1. Role Overview
Mercor is collaborating with a leading AI research team to advance DeepResearch-2-App pipelines that simulate real-world code generation tasks. We’re seeking senior-level software engineers to serve as independent evaluators and supervisors in this process. You’ll help assess and refine AI-generated code across a wide range of domain-specific scenarios, with a focus on feasibility, functionality, and test coverage.

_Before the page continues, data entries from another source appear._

PR #68, opened 2017-08-14
periodically snapshot pagetable, recover from snapshots. closes #9. closes #21.

### LINKED ISSUE #9: log replay after restoring page table snapshot

### LINKED ISSUE #21: pagetable snapshotting
on recovery, we should be able to recover a snapshot of the pagetable, then read the log after the pagetable was created for full reconstruction. we only want to read and recover the structure of pages and the offsets of chunks of frags in the log for future retrieval, without pulling in any kv data.

initially this can be done by forking and snapshotting, similar to redis

spacejam:


src/page/mod.rs
```diff
@@ -45,41 +46,62 @@ pub trait Materializer: Send + Sync + Clone {
...
 }
+
+#[derive(Clone, Debug, PartialEq, Serialize, Deserialize)]
+struct Snapshot<R> {
+    pub max_lid: LogID,
+    pub max_pid: PageID,
+    pub pt: BTreeMap<PageID, Vec<LogID>>,
+    pub free: Vec<PageID>,
+    pub recovery: Option<R>,
+}
```
spacejam: This is the main structure that gets written to disk when we take a snapshot. Note that we store only a Vec of LogID's, which is a pointer to where to find the data later, rather than any actual data.

src/tree/mod.rs
```diff
@@ -406,7 +407,7 @@ impl Tree {
             true,
         );
         self.pages
-            .prepend(new_root_pid, new_root_cas_key, new_root)
+            .replace(new_root_pid, new_root_cas_key, vec![new_root])
```
spacejam: replace is used as a signifier that a new page is being written over a previous one completely, or it's the first time we're using a page

src/tree/mod.rs
```diff
@@ -442,6 +443,11 @@ impl Tree {
     }
 
     #[doc(hidden)]
+    pub fn __delete_all_files(self) {
+        self.pages.__delete_all_files();
+    }
```
spacejam: this is mostly a test helper, hence the `#[doc(hidden)]`

src/tree/mod.rs
```diff
@@ -630,14 +636,15 @@ impl Materializer for BLinkMaterializer {
         vec![Frag::Base(base_node, root)]
     }
 
-    fn recover(&mut self, frag: &Frag) -> Option<PageID> {
+    fn recover(&self, frag: &Frag) -> Option<PageID> {
```
spacejam: recover is now responsible for providing its own interior mutability, because it may be called by any thread that is performing a snapshot, as it "catches up" with the new log tip, from the last snapshot.

spacejam: (this is why a Mutex was added)

src/page/page_cache.rs
```diff
@@ -1,50 +1,65 @@
...
-    max_id: AtomicUsize,
+pub struct PageCache<PM, L, P, R> {
+    t: PM,
+    inner: Radix<Stack<CacheEntry<P>>>,
+    max_pid: AtomicUsize,
     free: Stack<PageID>,
-    log: Box<L>,
+    log: L,
     lru: lru::Lru,
+    updates: AtomicUsize,
```
spacejam: updates tracks the number of operations, checked against the configurable number of updates between snapshots

src/page/page_cache.rs
```diff
@@ -1,50 +1,65 @@
...
+    last_snapshot: AtomicOption<Snapshot<R>>,
```
spacejam: we store the last snapshot so that when we generate a new one, we can create a diff by scanning the log between the last snapshot point and the tip.

src/page/page_cache.rs
```diff
@@ -1,50 +1,65 @@
...
+}
+
+unsafe impl<PM, L, P, R> Send for PageCache<PM, L, P, R>
+    where PM: Send,
+          L: Send,
+          R: Send
+{
 }
```
spacejam: we only want to send this across threads if it's OK to send the page materializer, log, and recovery types, too

src/page/page_cache.rs
```diff
@@ -1,50 +1,65 @@
...
 
-unsafe impl<L: Log, M: Materializer> Send for PageCache<L, M> {}
-unsafe impl<L: Log, M: Materializer> Sync for PageCache<L, M> {}
+unsafe impl<PM, L, P, R> Sync for PageCache<PM, L, P, R>
+    where PM: Sync,
+          L: Sync
```
spacejam: we only want to share this with multiple threads if the page materializer and log are OK with that too

src/page/page_cache.rs
```diff
@@ -1,50 +1,65 @@
...
-impl<M> PageCache<LockFreeLog, M>
-    where M: Materializer,
-          M::PartialPage: Clone,
-          M: DeserializeOwned,
-          M: Serialize
+impl<PM, P, R> PageCache<PM, LockFreeLog, P, R>
+    where PM: Materializer<PartialPage = P, Recovery = R>,
+          PM: Send + Sync,
+          P: PartialEq + Clone + Debug + Serialize + DeserializeOwned + Send,
+          R: PartialEq + Clone + Debug + Serialize + DeserializeOwned
```
spacejam: I split the informatino about the Materializer's associated types because I was having trouble showing that the materializer's recovery type was deserializable before this. Sometimes splitting things out more lets the compiler see that something is actually possible.

src/page/page_cache.rs
```diff
@@ -1,50 +1,65 @@
...
     /// Instantiate a new `PageCache`.
-    pub fn new(pm: M, config: Config) -> PageCache<LockFreeLog, M> {
+    pub fn new(pm: PM, config: Config) -> PageCache<PM, LockFreeLog, P, R> {
         let cache_capacity = config.get_cache_capacity();
         let cache_shard_bits = config.get_cache_bits();
         PageCache {
             t: pm,
             inner: Radix::default(),
-            max_id: AtomicUsize::new(0),
+            max_pid: AtomicUsize::new(0),
```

This is a part-time, project-based contract ideal for highly experienced engineers looking to contribute to cutting-edge AI evaluation.
2. Key Responsibilities
• Review domain-generated prompts and assess their feasibility from a coding perspective
• Supervise model outputs and validate Docker file execution
• Design and implement 40–60 unit tests per evaluation set
• Review peer-generated unit tests for completeness and robustness
• Execute unit tests and confirm code performance and reliability
3. Ideal Qualifications
• 6+ years of professional software engineering experience
• Deep specialization in backend or full-stack development, with testing and evaluation experience
• Strong ability to assess technical feasibility and debug complex systems
• Experience with Docker and automated testing frameworks
• Detail-oriented mindset and ability to provide structured technical feedback
4. More About the Opportunity
• Remote and asynchronous — set your own schedule
• Estimated workload: ~20 hours per week
• Project-based contract, with ongoing need for evaluations
5. Compensation & Contract Terms
• $120/hour for all services rendered
• Paid weekly via Stripe Connect
• You’ll be classified as an independent contractor
6. Application Process
• Submit your resume to get started
• Complete a brief form to detail your technical expertise
• If selected, you’ll receive onboarding materials and sample tasks
We consider all qualified applicants without regard to legally protected characteristics and provide reasonable accommodations upon request.
Mercor partners with leading AI labs and enterprises to train frontier models using human expertise. You will work on projects that focus on training and enhancing AI systems. You will be paid competitively, collaborate with leading researchers, and help shape the next generation of AI systems in your area of expertise.